Monday, Dec. 08, 1924
Pennell's Pen
Pennell's Pen
Joseph Pennell, famed painter, etcher, published* a gasconade, prefaced with a diatribe--Etchers and Etching. Writing it, gall scored his pen; gloom puckered his mouth. In his foreword, he denounces, derides all others who have written about etching. The curator of prints in the British Museum, he is demolished; "poor old Hamerton" (Hamerton whose works have long been the only authority on etching), he is spurned. He employs many great names, many swaggering pronouns. "Whistler," says Etcher Pennell, "Whistler and I. . . ." "Whistler and me. . . ." Down the list of the world's immortal etchers he runs his pen, here scratching out a name, there setting a black spot, occasionally making the faint checkmark of approval; Of Zorn's later prints he says: "They had become feeble and photographic beyond words," though for the other periods of that surpassing master he has some admiration. The book is illustrated with the prints of many great etchers--Whistler, Rembrandt, Pennell, Gova, Duveneck, Turner, Lepeere--in exquisite photogravure, illumined with pointed anecdote. He recounts how he talked before a certain print society "to educate it," and how after his tirade a lady "furry and smelly" sailed up to him without glancing at the gallery walls: "Oh, Mr.
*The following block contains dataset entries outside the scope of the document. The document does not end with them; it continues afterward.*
PR #1195, opened 2025-01-23
Trying to come with more clarity in tests

jcrossley3:


jcrossley3:
@chirino do we hate this? :smile:

modules/analysis/src/endpoints/test.rs
```diff
@@ -656,37 +656,27 @@ async fn spdx_package_of(ctx: &TrustifyContext) -> Result<(), anyhow::Error> {
...
-                "version": "6.15",
-                "deps": [],
-            })
-        })
-        .collect();
-
-    assert_eq!(1, matches.len());
+    assert_eq!(
+        response.pointer("/items/0/sbom_id"),
+        response.pointer("/items/0/deps/0/sbom_id")
```
chirino, line 661: Don't hate it but I do think assuming the array position of the element could be considered brittle. Is that PackageOf relationship pointing at the expected package?

jcrossley3: You could include additional assertions about the lengths of the relevant arrays like I do in the test below, e.g.
```
assert!(response.pointer("/items/0/deps/1").is_none());
```
The `PackageOf` relationship is asserted on lines 663-666.

I don't like the pointer path as much as your `ContainsSubset` trait.

PR #1200, opened 2025-01-24
adr for external references

JimFuller-RedHat:


chirino (approved):
LGTM

docs/adrs/00003-external-references.md
```diff
@@ -0,0 +1,414 @@
...
+      "ref": "app-2.0.0",
+      "dependsOn": [
+        "urn:uuid:3e671687-395b-41f5-a30f-a58921a69b79/1.6#acme-application-1.0.0"
+      ]
+    }
+  ],
+  "externalReferences": [
+    {
+      "type": "spdx",
+      "url": "https://example.org/other-sbom.json",
```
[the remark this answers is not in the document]
JimFuller-RedHat: yes this is a potential relationship which is not asserted until query time

docs/adrs/00003-external-references.md
```diff
@@ -0,0 +1,1246 @@
...
+### Implement **sbom_external_node** table
+
+- documentNampace (url)
+- document version
+- Checksum/digest/hash
+- conflated reference
+
+Then a node, in `sbom_node` table, can use the conflated reference: 
+
+    _pkg:rpm/redhat/openssl@3.0.7-18.el9_2?arch=src_ **PACKAGES** _https://example.org/other-sbom.json#openssl-3.0.7-18.el9_2_
```
jcrossley3, line 1220: This line confuses me. What is `**PACKAGES**`?

Can we add a section to this doc that shows the exact data for a row in the new table along with the relevant sections of the two SBOM's?

JimFuller-RedHat: this is a result of docs/adrs/00002-analysis-graph.md eg PACKAGE_OF reverses relationship to PACKAGES ... we want to create a tree with only one direction relationships.

chirino:
Now that we have some example record entries written down,  we should think about the types of queries that the analysis layer will do to find the related nodes for these 3 external ref types.  That may reveal the need for some additional indexed fields.

JimFuller-RedHat:
I can flesh out the analysis graph queries though they will be similar to what we do today aka search **sbom_node** table then do petgraph query ... for external node we would be **external_sbom_package_node** then petgraph query

JimFuller-RedHat:
Note - this ADR is getting merged - there are details to be worked out eg. we know resolving ancestor relationships (eg reverse external ref resolution) is the most difficult bit .. I do think we have enough detail in this ADR to move forward and we can now switch gears and go into implementation mood - I will setup a series of tasks which we can divy up amongst ourselves.

PR #1206, opened 2025-01-27
Simplified relationship tests a bit

jcrossley3:
Removed the non-recursive subset fn as it wasn't being used anywhere. There may yet be a need to introduce some mechanism that ensures json array values are matched exactly, rather than the current "contained" match.


chirino (approved):
lgtm.

PR #1209, opened 2025-01-28
normalise Contains relationships

JimFuller-RedHat:
As defined in #1190 - we want to invert relationships to force a directed graph with all relationships going downwards.

### DIFF
--- a/entity/src/relationship.rs
+++ b/entity/src/relationship.rs
@@ -50,6 +50,34 @@ pub enum Relationship {
     #[sea_orm(num_value = 14)]
     PackageOf,
     #[sea_orm(num_value = 15)]
+    Contains,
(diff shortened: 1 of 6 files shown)


ctron:
I like the PR in general. I just not sure about the migration part. To my understanding, we're adding relationsships, not using the old variants.

Why not rename the relationships, and swap left/right for the ones we change in the migration?

JimFuller-RedHat:
> Why not rename the relationships, and swap left/right for the ones we change in the migration?

oh right the migration should also actually migrate the relationship data as well ;)

JimFuller-RedHat:
superseded by https://github.com/trustification/trustify/pull/1213 ... moving to work over there and closing this

PR #1212, opened 2025-01-29
TC-2174 OSV Python ecosystem management

mrizzi:
https://issues.redhat.com/browse/TC-2174

- Added PLSQL function for Python versions (ref. https://packaging.python.org/en/latest/specifications/version-specifiers/ and https://peps.python.org/pep-0440/) with related SeaORM migration and test in `modules/ingestor/tests/version/pythonver.rs`.
- Managed `Python` and `PyPI` ecosystems in OSV loader (with test)
- Enhanced the `translate` function (with test)
- Furthermore added test `modules/fundamental/tests/sbom/details.rs` for the SBOM details to ensure a GHSA OSV vulnerability for the `PyPI` ecosystem (e.g. [GHSA-45c4-8wx5-qw6w](https://github.com/github/advisory-database/blob/ce72d06562c2b0f4e3af52889f6d9080319324a9/advisories/github-reviewed/2023/07/GHSA-45c4-8wx5-qw6w/GHSA-45c4-8wx5-qw6w.json)) properly correlates with an SBOM

### DIFF
--- a/migration/src/m0000850_python_version.rs
+++ b/migration/src/m0000850_python_version.rs
@@ -1,0 +1,138 @@
+use sea_orm_migration::prelude::*;
+
+#[derive(DeriveMigrationName)]
+pub struct Migration;
+
+#[async_trait::async_trait]
+#[allow(deprecated)]
+impl MigrationTrait for Migration {
+    async fn up(&self, manager: &SchemaManager) -> Result<(), DbErr> {
+        let db = manager.get_connection();
+
+        db.execute_unprepared(
+            &Query::update()
+                .table(VersionScheme::Table)
+                .value(VersionScheme::Id, "python")
+                .and_where(Expr::col(VersionScheme::Id).eq("pypi"))
+                .to_owned()
+                .to_string(PostgresQueryBuilder),
+        )
+        .await?;
+
+        db.execute_unprepared(include_str!("m0000850_python_version/pythonver_cmp.sql"))
+            .await
+            .map(|_| ())?;
+
+        db.execute_unprepared(include_str!(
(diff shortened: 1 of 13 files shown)


modules/ingestor/src/service/advisory/osv/loader.rs
```diff
@@ -173,6 +173,26 @@ impl<'g> OsvLoader<'g> {
                                 )
                                 .await?;
                             }
+                            (RangeType::Ecosystem, Ecosystem::PyPI) => {
```
dejanb, line 176: Maybe this can be a single match?

`(RangeType::Ecosystem, Ecosystem::PyPI | Ecosystem::Python) => {`

migration/src/m0000850_python_version.rs
```diff
@@ -0,0 +1,138 @@
...
+#[derive(DeriveMigrationName)]
+pub struct Migration;
+
+#[async_trait::async_trait]
+#[allow(deprecated)]
+impl MigrationTrait for Migration {
+    async fn up(&self, manager: &SchemaManager) -> Result<(), DbErr> {
+        let db = manager.get_connection();
+
+        db.execute_unprepared(
```
dejanb, line 12: Can this use `update()` function?

dejanb (approved):
Looks great. Just two nitpicks

modules/ingestor/src/service/advisory/osv/loader.rs
mrizzi: Absolutely, you're right: at least I learnt something new about Rust also today 😉 thanks

PR #1213, opened 2025-01-29
Work towards new API from ADR

ctron:


ctron:
Continue work on #1217

Issue #1201, opened 2025-01-24
How do you debug tests by setting RUST_LOG?


jcrossley3:
For a long time, I chastised @bobmcwhirter for using `println!` in tests, but now I'm coming around to his way of thinking. Because how else can I avoid all the instrumentation noise?

After @ctron added a bunch of `instrument` macros to the analysis service, I have to wait well over a minute to see my `log::debug!` output in my test. Who is this helping? How do others set their RUST_LOG to avoid all the noise in the output? I used to set `RUST_LOG=none,trust=debug`, but now I have to be far more explicit, e.g. `RUST_LOG=none,trustify_module_analysis::endpoints=debug` and even then it's WAY more noisy than I feel is productive. 

What's the right thing to do here? Because it feels like `println!` is the path of least resistance.

And who does all the noise benefit?

bobmcwhirter:
The Crossley Probability Principle does state that every time you complained about my use of `println!`, the probability of your *not* complaining about it increases.

Good job!

ctron:
I don't care that much about what we do in tests. Adding the `instrument` macros does help to figure out things when running in production.

I am more worried about the amount of data we stuff into the traces. Sometimes those messages can become quite big.

Just using `println` doesn't really solve the issue. But basically raises the level of the message so that you're more likely to see it. Why not use `warn` in tests? Also, I am not against using `println`, as long as we're talking about tests. Or other situations, where `log` isn't a good fit.

jcrossley3:
Personally, I care very much about what we do in tests, because I think a project with clear, consistent and "inhabitable" tests can attract contributors. If done well, they can help a developer unfamiliar with the project to learn its features, structure, standards, style, etc.

I think we still have decisions to make regarding which of our functions need to be instrumented and whether DEBUG is the appropriate level for them. Regardless, I'd like to be able to debug my particular test without triggering a flood of logs irrelevant to it.

I don't like `println!` because it ultimately diminishes the S/N of the default test output and therefore the perceived quality of the project. In a word, it looks tacky. And I'll continue to discourage folks from using `println!` in their tests.

**My current solution:**

Instead of this...
```
    log::debug!("{x:#?}");
```
...I'll use this:
```
    tracing::debug!(test = "", "{x:#?}");
```
[...]

PR #1216, opened 2025-01-30
More test cleanup; removing hardcoded array indexing

jcrossley3:
Makes it easier to further constrain the results without assuming any particular order in the output.

### DIFF
--- a/modules/analysis/src/endpoints/test.rs
+++ b/modules/analysis/src/endpoints/test.rs
@@ -1,7 +1,6 @@
 use crate::test::caller;
 use actix_http::Request;
 use actix_web::test::TestRequest;
-use itertools::Itertools;
 use serde_json::{json, Value};
 use test_context::test_context;
 use test_log::test;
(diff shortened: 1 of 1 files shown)


modules/analysis/src/endpoints/test.rs
```diff
@@ -19,36 +18,29 @@ async fn test_simple_retrieve_analysis_endpoint(
...
-            .as_array()
-            .unwrap()
-            .contains(&Value::from("pkg:rpm/redhat/BB@0.0.0"))
-    {
-        assert_eq!(&response["total"], 2);
-    } else {
-        panic!("one of the items component should have matched.");
-    }
-    log::info!("{:?}", response);
+    tracing::debug!(test = "", "{response:#?}");
```
JimFuller-RedHat, line 21: nice is using tracing:: this the 'new way' ?

JimFuller-RedHat (approved):
LGTM!

modules/analysis/src/endpoints/test.rs
jcrossley3: It's _a_ way. It's the first way I found that enabled me to easily debug tests without seeing all the instrumentation logs. More details in #1201

PR #1220, opened 2025-01-30
Use jsonpath in tests

jcrossley3:
Better, worse, or same?


JimFuller-RedHat (approved):
looks great to me (being a fan of xpath I would say that)  ...

helio-frota:
I tend to think this `Better` also because we don't have full control over a typo in the previous approach. example: `.filter(|d| d["relationshiip"] == "GeneratedFron")`

helio-frota (approved):

PR #1221, opened 2025-01-30
fix: add an ai feature so that ai features are not compiled by default.

### LINKED ISSUE #1219: Remove the AI endpoint => applicable for V 2.0
Currently there is an endpoint that exposes AI functionally through the REST endpoints. That endpoint becomes usable when the appropriate Environment Variables are set while running the api server.

For the upcoming release V2.0 that endpoint should not be available even if those env vars are available.

chirino:
Fixes #1219

### DIFF
--- a/.cargo/config.toml
+++ b/.cargo/config.toml
@@ -1,5 +1,6 @@
 [alias]
 xtask = "run --package xtask --"
+xtask-ai = "run --features ai --package xtask --"
 
 [env]
 CARGO_WORKSPACE_ROOT = { value = "", relative = true }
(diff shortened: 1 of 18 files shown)


chirino:
So this basically moves the creation of the conversations table to another migrations table.  

If someone was running a default dev version of trustd, then he might expect the conversations table to not exist for him after taking this change... but that's not the case.  Should I add a migration to delete the conversations table?

ctron:
This also seems to remove the APIs from the openAPI spec. Is that intentional?

chirino:
> This also seems to remove the APIs from the openAPI spec. Is that intentional?

Yes. They shouldn't be part of the released API until the feature is enabled by default.  If you want to add them back openapi spec doc, say for development purposes, run: `cargo xtask-ai openapi`

ctron (approved):
Note to self: We might want to consider adding https://github.com/frewsxcv/cargo-all-features at some point.

PR #1222, opened 2025-01-31
Don’t benchmark on every PR.  

chirino:
This seems to fail PR ci checks consistently.


jcrossley3 (approved):

helio-frota (approved):

ctron:
maybe it makes sense to fix this instead?

jcrossley3:
> maybe it makes sense to fix this instead?

maybe, but if it takes longer than a few minutes to run, I don't want it on every PR.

Pennell, your exhibition is so beautiful, and it was so sweet of you to come and tell us about it." "Yes, madame, I can say it is beautiful, because it is by the greatest artist of modern times." "Why, I thought it was yours." "I regret, madame, . . . you are looking at the works of Whistler. ..." "Great is American education," adds sardonic Pennell.
No Menace
Andrew J. Volstead clapping his hand to the shoulder of Jesus Christ in the manner of one who makes an arrest; William J. Bryan spilling a jar of wine made by holy miracle out of water; William H. Anderson at the doorway in a derby hat. This parable--a raid on the marriage feast of Cana, painted by J. Francois Kaufman and exhibited last year in Manhattan--led to the arrest and conviction of Abraham S. Baylinson, Secretary of the Society of Independent Artists, for "violation of public decency." Last week an Appellate Court reversed the decision, returned to Mr. Baylinson the fine of $100 which he had paid.
* ETCHERS AND ETCHING -- Macmillan ($12.50). A first edition of this work was published in 1919.